DATASET EXCERPTS Start Marker
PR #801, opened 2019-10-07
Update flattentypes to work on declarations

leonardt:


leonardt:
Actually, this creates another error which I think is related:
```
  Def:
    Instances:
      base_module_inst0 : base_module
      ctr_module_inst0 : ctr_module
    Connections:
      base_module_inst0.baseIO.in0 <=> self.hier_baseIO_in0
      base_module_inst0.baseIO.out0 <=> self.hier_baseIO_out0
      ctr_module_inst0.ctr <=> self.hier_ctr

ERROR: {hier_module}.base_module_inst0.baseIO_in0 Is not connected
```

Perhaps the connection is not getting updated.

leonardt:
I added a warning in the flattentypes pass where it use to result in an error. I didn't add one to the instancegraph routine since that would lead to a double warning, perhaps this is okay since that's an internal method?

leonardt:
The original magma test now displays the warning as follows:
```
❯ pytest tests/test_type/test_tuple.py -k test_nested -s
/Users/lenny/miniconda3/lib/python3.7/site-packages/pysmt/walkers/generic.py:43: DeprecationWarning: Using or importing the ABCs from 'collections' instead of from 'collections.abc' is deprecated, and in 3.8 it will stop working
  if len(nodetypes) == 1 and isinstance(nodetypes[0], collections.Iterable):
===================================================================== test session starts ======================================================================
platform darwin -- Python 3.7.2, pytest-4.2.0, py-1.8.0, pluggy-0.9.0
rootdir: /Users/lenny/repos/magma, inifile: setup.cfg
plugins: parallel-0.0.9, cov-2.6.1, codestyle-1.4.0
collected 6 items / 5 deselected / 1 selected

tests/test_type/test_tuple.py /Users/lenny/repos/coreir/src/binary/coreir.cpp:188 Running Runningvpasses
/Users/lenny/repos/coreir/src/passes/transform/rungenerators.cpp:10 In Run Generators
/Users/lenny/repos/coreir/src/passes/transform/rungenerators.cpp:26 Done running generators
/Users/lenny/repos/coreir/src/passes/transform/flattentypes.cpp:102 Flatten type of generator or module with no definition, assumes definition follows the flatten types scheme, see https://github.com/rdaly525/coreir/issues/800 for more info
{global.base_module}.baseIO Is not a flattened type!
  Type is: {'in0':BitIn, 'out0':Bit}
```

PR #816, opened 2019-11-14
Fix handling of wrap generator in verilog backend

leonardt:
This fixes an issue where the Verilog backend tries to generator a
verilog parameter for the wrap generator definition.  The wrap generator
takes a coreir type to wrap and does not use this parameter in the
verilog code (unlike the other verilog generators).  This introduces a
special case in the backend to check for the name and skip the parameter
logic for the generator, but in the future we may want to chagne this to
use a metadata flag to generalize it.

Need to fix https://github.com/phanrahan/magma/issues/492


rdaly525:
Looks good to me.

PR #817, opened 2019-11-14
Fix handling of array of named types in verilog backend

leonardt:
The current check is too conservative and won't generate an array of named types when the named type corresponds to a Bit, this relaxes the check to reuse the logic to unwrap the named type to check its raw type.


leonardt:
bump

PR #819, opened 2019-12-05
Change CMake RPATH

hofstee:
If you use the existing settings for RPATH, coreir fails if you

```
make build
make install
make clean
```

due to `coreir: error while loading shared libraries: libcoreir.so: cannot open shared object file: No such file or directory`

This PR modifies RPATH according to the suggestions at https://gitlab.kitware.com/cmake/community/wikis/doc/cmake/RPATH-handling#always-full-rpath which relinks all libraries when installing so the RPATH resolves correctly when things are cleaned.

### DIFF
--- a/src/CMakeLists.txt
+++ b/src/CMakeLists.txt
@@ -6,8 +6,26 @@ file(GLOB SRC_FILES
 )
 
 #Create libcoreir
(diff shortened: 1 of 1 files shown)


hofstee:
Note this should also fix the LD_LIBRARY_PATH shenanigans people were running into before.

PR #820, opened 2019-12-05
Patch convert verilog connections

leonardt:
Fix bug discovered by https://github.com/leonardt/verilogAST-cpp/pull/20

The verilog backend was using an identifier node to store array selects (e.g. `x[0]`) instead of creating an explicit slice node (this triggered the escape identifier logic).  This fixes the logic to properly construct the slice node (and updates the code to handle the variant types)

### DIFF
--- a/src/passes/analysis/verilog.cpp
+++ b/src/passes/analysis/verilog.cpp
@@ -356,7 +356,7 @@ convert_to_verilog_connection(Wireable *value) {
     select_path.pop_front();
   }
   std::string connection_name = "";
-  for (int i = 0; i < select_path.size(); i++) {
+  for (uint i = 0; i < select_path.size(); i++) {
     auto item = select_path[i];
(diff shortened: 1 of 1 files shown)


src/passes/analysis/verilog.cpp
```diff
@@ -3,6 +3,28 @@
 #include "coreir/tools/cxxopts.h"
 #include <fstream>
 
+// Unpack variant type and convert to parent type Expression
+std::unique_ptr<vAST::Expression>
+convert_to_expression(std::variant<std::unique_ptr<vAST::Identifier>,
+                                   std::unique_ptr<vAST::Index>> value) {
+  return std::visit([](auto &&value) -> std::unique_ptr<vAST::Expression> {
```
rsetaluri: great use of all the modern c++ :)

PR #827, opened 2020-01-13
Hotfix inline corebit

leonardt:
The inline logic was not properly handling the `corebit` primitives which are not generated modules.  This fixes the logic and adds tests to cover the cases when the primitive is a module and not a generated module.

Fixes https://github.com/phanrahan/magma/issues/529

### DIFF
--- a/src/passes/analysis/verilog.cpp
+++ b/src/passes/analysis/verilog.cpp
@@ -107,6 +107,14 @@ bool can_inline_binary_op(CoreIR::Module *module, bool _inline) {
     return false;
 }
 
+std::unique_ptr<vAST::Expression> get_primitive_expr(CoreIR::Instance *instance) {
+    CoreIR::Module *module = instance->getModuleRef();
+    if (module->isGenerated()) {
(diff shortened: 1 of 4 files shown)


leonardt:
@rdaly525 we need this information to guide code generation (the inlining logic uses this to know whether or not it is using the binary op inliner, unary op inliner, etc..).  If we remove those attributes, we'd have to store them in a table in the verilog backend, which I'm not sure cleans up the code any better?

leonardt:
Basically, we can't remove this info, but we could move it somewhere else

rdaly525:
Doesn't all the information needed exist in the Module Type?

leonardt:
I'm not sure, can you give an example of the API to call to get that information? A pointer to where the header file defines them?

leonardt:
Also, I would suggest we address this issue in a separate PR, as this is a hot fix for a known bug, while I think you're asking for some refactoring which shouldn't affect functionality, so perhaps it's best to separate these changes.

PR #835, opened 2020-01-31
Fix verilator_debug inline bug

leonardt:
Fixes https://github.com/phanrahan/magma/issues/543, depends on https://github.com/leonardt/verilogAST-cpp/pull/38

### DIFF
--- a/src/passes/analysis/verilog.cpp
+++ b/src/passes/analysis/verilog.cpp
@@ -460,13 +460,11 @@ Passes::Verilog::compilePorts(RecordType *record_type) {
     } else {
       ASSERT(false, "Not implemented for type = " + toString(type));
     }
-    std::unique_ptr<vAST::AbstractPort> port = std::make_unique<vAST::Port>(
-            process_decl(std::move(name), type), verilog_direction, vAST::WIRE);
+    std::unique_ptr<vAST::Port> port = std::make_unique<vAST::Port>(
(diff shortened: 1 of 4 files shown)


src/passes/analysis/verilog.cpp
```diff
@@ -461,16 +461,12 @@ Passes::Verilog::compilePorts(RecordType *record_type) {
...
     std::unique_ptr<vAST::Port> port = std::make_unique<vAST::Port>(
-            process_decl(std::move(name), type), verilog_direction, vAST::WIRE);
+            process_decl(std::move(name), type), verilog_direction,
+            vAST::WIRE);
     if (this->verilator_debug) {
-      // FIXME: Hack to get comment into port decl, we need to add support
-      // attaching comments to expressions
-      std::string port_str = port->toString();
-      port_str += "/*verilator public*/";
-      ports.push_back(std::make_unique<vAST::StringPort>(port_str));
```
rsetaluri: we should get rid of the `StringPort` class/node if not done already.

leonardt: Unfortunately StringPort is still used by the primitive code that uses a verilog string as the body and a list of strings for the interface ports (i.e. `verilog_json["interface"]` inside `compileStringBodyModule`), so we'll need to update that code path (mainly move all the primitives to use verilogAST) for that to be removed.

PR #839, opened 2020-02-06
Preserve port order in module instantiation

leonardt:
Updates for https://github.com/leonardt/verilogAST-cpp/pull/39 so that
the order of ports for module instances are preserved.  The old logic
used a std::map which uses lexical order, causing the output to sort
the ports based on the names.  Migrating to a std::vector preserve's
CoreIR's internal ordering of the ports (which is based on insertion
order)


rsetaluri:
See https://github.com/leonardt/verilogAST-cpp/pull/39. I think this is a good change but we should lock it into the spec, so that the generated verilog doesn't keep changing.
DATASET EXCERPTS End Marker
TASK PROMPT. In the records above, find each line that mentions the word "named", and copy it.

WRITTEN REPLY.
Fix handling of array of named types in verilog backend
The current check is too conservative and won't generate an array of named types when the named type corresponds to a Bit, this relaxes the check to reuse the logic to unwrap the named type to check its raw type.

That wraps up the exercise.